* WHAT TO PRODUCE
Your response should match the records line for line.

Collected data

====

PR #696, opened 2020-03-09
Fix #289 by reloading the page if it's a hash change

### LINKED ISSUE #289: Redirecting to the current page with anchors

lancepioch:
This change listens for hash changed events and then automatically refreshes the page if those occur. I wasn't quite sure of the best place for the window.onhashchange listener.

`window.livewireInitiatedRedirect` makes sure that only hash changed events from Livewire will reload the page, other js libraries won't cause a full page refresh because of this new change.


calebporzio:
Hey @lancepioch, thanks for the contribution.

I like the idea of changing the current behavior, it seems a little odd to call `return redirect()` and not actually redirect.

As far as the implementation, It feels a little wonky to me setting a global variable in one place in the codebase and referencing it in another.

I also feel like it's not ideal because if the order gets messed up for some reason, the `livewireInitiatedRedirect` thing will be stuck on true and might cause weird hash change bugs.

I'm open to a fix, but I think it will need to look a little different and ideally have tests with it.

Thoughts?

lancepioch:
> As far as the implementation, It feels a little wonky to me setting a global variable in one place in the codebase and referencing it in another.
> 
> I also feel like it's not ideal because if the order gets messed up for some reason, the livewireInitiatedRedirect thing will be stuck on true and might cause weird hash change bugs.

I thought about it and if we remove it, then every hashchange would completely refresh the page, which might still be okay. We could just make this a toggleable option too (whether to refresh or not) and remove the global variable.

I'm not sure if scoping the variable to the Component would make a difference.

Also I'm for the tests, but I would need help with them probably because I'm not used to JS testing, especially with redirects.

calebporzio:
Ok, let's hold off on this for now.

If more people encounter this behavior as a "problem" we can re-examine.

(For some people, they might actually WANT the hashchange behavior with Livewire redirects)

Thanks for being willing to contribute, closing for now.

PR #702, opened 2020-03-11
Updated default asset URL in configuration file

stevebauman:
When you have a Laravel application running in a sub-folder, an relative path will be generated to the root of the URL, and not the absolute URL for the Livewire script.

For example, I have the following URL (Laravel application inside of the `erm` folder):

http://reports.company.com/erm/

The `<livewire:scripts>` annotiation will generate:

```html
<script src="/vendor/livewire/livewire.js?id=c6f7d3682bc8d847a034" data-turbolinks-eval="false"></script>
```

====

* RESPONSE BOX
PR #696, opened 2020-03-09
Fix #289 by reloading the page if it's a hash change

### LINKED ISSUE #289: Redirecting to the current page with anchors

lancepioch:
This change listens for hash changed events and then automatically refreshes the page if those occur. I wasn't quite sure of the best place for the window.onhashchange listener.

`window.livewireInitiatedRedirect` makes sure that only hash changed events from Livewire will reload the page, other js libraries won't cause a full page refresh because of this new change.


calebporzio:
Hey @lancepioch, thanks for the contribution.

I like the idea of changing the current behavior, it seems a little odd to call `return redirect()` and not actually redirect.

As far as the implementation, It feels a little wonky to me setting a global variable in one place in the codebase and referencing it in another.

I also feel like it's not ideal because if the order gets messed up for some reason, the `livewireInitiatedRedirect` thing will be stuck on true and might cause weird hash change bugs.

I'm open to a fix, but I think it will need to look a little different and ideally have tests with it.

Thoughts?

lancepioch:
> As far as the implementation, It feels a little wonky to me setting a global variable in one place in the codebase and referencing it in another.
> 
> I also feel like it's not ideal because if the order gets messed up for some reason, the livewireInitiatedRedirect thing will be stuck on true and might cause weird hash change bugs.

I thought about it and if we remove it, then every hashchange would completely refresh the page, which might still be okay. We could just make this a toggleable option too (whether to refresh or not) and remove the global variable.

I'm not sure if scoping the variable to the Component would make a difference.

Also I'm for the tests, but I would need help with them probably because I'm not used to JS testing, especially with redirects.

calebporzio:
Ok, let's hold off on this for now.

If more people encounter this behavior as a "problem" we can re-examine.

(For some people, they might actually WANT the hashchange behavior with Livewire redirects)

Thanks for being willing to contribute, closing for now.

PR #702, opened 2020-03-11
Updated default asset URL in configuration file

stevebauman:
When you have a Laravel application running in a sub-folder, an relative path will be generated to the root of the URL, and not the absolute URL for the Livewire script.

For example, I have the following URL (Laravel application inside of the `erm` folder):

http://reports.company.com/erm/

The `<livewire:scripts>` annotiation will generate:

```html
<script src="/vendor/livewire/livewire.js?id=c6f7d3682bc8d847a034" data-turbolinks-eval="false"></script>
```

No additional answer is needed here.